Brief: Using the listing below, return each line exactly as it reads.

Records for the exercise:
PR #151, opened 2018-01-18
enable isListenToDataRefresh in HollowUniqueKeyIndexGenerator by default

rpalcolea:


hollow/src/main/java/com/netflix/hollow/api/codegen/indexes/HollowUniqueKeyIndexGenerator.java
```diff
@@ -81,7 +81,7 @@ protected void genConstructors(StringBuilder builder) {
 
     protected void genSimpleConstructor(StringBuilder builder) {
         builder.append("    public " + className + "(HollowConsumer consumer) {\n");
-        builder.append("        this(consumer, false);");
+        builder.append("        this(consumer, true);");
```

Result of the task:
PR #151, opened 2018-01-18
enable isListenToDataRefresh in HollowUniqueKeyIndexGenerator by default

rpalcolea:


hollow/src/main/java/com/netflix/hollow/api/codegen/indexes/HollowUniqueKeyIndexGenerator.java
```diff
@@ -81,7 +81,7 @@ protected void genConstructors(StringBuilder builder) {
 
     protected void genSimpleConstructor(StringBuilder builder) {
         builder.append("    public " + className + "(HollowConsumer consumer) {\n");
-        builder.append("        this(consumer, false);");
+        builder.append("        this(consumer, true);");
```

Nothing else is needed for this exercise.